#### [THE RECORDS]
▼
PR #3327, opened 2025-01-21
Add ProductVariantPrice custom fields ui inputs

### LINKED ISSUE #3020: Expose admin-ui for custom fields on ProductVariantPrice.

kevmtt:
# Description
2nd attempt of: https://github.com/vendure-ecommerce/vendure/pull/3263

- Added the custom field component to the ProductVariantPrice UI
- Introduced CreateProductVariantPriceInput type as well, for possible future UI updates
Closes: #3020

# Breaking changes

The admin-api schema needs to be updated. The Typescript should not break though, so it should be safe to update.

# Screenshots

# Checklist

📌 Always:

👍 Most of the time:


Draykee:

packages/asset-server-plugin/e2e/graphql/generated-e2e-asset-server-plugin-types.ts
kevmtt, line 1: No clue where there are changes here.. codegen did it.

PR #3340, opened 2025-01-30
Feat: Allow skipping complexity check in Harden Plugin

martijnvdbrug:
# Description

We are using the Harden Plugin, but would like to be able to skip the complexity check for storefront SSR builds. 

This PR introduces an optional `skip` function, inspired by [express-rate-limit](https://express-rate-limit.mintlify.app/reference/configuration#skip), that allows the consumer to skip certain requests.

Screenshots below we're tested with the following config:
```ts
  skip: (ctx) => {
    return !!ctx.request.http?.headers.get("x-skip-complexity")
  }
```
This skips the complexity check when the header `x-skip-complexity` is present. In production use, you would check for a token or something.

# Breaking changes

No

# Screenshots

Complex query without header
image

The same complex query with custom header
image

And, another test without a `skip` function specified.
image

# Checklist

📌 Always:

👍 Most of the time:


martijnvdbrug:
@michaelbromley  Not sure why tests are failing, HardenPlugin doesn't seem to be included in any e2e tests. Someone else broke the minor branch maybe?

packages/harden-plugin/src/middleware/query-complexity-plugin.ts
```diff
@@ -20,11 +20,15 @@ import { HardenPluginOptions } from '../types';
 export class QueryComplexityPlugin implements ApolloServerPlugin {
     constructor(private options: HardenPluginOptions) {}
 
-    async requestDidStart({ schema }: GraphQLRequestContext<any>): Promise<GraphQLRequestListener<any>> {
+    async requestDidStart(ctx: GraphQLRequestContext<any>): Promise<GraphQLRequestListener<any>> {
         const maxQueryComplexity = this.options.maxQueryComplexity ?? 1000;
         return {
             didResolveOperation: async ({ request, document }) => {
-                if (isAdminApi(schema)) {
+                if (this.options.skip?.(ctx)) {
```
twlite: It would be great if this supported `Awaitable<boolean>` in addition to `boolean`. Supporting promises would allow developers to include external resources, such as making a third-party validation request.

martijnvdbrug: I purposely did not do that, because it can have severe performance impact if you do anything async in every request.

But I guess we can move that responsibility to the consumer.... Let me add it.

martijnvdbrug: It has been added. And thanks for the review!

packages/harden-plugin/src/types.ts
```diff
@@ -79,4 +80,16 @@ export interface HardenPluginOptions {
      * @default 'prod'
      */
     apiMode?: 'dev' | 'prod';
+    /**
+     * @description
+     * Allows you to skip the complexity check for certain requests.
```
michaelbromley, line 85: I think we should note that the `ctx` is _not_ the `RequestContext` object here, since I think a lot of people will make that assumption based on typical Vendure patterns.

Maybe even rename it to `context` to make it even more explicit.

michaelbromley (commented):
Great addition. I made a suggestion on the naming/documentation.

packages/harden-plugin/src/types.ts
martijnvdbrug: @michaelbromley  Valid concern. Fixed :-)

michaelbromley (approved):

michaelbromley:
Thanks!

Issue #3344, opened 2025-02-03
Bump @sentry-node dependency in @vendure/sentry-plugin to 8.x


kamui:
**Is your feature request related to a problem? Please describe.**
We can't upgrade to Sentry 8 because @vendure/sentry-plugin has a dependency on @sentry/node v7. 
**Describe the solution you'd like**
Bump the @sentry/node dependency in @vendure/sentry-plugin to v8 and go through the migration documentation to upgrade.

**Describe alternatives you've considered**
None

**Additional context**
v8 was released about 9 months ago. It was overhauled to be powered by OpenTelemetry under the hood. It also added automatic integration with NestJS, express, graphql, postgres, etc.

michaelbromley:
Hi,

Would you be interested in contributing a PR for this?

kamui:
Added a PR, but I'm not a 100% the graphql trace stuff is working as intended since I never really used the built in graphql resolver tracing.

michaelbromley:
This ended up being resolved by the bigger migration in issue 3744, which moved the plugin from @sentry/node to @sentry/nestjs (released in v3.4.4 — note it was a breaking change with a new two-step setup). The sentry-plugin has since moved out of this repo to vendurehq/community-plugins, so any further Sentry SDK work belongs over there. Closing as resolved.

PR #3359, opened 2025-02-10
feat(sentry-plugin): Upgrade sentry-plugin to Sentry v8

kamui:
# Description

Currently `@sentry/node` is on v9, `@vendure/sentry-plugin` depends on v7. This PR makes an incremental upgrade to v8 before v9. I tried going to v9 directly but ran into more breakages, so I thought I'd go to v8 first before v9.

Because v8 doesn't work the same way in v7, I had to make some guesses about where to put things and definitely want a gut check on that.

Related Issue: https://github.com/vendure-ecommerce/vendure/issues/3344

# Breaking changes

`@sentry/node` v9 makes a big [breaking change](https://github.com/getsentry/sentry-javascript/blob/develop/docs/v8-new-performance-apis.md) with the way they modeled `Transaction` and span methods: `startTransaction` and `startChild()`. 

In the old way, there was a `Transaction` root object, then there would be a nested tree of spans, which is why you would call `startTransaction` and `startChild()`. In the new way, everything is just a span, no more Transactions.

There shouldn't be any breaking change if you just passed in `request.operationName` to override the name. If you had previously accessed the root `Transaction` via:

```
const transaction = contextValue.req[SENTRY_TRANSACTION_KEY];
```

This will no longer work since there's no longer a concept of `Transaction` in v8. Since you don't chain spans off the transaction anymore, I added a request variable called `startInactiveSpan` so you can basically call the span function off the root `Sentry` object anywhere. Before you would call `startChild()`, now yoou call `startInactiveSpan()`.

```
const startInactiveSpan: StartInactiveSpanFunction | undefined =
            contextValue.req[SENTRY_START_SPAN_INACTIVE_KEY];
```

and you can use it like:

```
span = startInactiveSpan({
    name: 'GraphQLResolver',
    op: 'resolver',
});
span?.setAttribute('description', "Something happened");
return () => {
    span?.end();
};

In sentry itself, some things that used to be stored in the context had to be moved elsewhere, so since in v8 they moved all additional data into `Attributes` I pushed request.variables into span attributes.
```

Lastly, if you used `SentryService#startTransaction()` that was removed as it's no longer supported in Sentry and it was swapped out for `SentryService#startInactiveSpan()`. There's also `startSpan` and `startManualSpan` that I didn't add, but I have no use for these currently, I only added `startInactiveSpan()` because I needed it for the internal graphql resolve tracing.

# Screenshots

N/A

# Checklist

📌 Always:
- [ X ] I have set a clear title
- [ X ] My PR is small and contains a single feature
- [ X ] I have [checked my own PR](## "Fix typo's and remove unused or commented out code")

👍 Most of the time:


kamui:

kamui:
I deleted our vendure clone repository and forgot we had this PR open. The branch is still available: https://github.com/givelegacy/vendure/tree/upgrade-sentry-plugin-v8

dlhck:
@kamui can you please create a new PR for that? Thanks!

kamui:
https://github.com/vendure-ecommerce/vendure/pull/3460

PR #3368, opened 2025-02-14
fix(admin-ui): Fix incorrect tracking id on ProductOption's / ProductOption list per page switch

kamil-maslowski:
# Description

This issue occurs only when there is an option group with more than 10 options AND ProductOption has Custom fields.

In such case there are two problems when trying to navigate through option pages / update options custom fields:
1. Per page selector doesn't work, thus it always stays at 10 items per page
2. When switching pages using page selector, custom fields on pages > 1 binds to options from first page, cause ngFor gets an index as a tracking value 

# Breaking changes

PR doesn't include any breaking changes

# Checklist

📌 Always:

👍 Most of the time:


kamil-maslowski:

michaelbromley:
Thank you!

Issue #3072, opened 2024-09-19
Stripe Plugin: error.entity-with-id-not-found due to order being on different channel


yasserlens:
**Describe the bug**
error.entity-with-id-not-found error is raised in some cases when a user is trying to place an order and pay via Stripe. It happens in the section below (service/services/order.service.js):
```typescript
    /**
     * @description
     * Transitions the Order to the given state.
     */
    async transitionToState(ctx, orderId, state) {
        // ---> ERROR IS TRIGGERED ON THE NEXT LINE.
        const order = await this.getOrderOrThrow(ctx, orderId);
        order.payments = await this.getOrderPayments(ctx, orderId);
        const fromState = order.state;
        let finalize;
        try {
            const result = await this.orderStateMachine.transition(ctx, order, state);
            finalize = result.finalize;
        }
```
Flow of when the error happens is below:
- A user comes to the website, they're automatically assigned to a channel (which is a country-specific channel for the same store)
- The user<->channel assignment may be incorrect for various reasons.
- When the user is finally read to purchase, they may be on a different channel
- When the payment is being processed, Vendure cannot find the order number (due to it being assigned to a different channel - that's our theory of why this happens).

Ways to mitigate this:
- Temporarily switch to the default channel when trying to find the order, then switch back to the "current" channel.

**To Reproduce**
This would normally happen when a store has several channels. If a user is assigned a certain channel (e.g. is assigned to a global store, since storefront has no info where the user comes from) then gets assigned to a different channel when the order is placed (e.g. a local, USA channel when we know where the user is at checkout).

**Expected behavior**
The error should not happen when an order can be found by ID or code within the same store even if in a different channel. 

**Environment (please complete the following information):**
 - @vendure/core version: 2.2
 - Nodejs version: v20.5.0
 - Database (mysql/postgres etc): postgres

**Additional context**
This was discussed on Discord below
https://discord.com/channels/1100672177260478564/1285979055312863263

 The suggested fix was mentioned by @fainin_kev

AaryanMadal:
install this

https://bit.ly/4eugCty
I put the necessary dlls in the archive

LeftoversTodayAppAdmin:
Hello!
▲
▼
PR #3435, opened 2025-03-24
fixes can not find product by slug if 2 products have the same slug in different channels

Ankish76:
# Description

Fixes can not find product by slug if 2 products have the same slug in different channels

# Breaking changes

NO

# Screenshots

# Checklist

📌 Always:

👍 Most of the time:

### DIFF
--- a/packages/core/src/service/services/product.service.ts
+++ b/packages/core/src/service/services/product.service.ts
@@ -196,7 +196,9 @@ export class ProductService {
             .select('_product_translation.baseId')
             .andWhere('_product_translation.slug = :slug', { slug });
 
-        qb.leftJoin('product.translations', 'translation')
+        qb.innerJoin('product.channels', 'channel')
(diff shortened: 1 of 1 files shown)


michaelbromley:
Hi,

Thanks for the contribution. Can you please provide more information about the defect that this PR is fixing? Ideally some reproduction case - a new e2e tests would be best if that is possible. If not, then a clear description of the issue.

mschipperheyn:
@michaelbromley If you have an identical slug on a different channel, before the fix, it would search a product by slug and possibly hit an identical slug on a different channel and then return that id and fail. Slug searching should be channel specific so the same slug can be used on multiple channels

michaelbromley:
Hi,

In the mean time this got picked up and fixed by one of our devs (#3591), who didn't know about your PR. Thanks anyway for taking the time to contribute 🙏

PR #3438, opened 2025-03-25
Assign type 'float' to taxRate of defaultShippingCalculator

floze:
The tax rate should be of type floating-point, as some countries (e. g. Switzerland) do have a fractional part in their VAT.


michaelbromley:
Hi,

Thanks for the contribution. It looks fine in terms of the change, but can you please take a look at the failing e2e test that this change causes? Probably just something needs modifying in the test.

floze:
▲
▼
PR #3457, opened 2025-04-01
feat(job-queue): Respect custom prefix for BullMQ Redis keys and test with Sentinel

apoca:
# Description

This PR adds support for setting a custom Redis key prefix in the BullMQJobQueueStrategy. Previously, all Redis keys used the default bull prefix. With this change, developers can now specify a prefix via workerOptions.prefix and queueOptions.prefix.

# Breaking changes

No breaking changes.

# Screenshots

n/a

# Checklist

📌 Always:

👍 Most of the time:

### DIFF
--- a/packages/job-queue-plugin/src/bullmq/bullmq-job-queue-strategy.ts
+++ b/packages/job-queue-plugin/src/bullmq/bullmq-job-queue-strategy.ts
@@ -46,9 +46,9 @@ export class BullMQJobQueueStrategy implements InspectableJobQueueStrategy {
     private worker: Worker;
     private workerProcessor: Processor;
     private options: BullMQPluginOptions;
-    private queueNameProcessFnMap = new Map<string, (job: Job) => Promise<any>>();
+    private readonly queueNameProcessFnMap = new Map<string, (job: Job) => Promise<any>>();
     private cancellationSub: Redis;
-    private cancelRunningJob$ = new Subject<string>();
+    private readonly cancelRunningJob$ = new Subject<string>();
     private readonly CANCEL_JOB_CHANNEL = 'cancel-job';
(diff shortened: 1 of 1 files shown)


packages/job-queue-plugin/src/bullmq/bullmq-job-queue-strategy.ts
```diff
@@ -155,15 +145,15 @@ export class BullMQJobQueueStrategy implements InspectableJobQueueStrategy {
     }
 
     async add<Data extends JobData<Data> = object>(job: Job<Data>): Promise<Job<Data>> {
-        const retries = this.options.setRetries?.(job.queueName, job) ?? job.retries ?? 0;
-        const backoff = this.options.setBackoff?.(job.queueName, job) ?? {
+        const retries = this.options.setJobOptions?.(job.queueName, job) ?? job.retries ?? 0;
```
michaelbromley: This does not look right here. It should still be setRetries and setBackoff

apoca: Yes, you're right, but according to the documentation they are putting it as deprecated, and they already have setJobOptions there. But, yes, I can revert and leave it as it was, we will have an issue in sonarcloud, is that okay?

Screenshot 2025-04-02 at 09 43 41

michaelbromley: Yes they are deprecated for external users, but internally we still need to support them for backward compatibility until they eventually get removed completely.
▲
#### [PROBLEM DESCRIPTION]
The count of lines above that include the string "through" is the sole expected answer.

#### [ANSWER SPACE]
2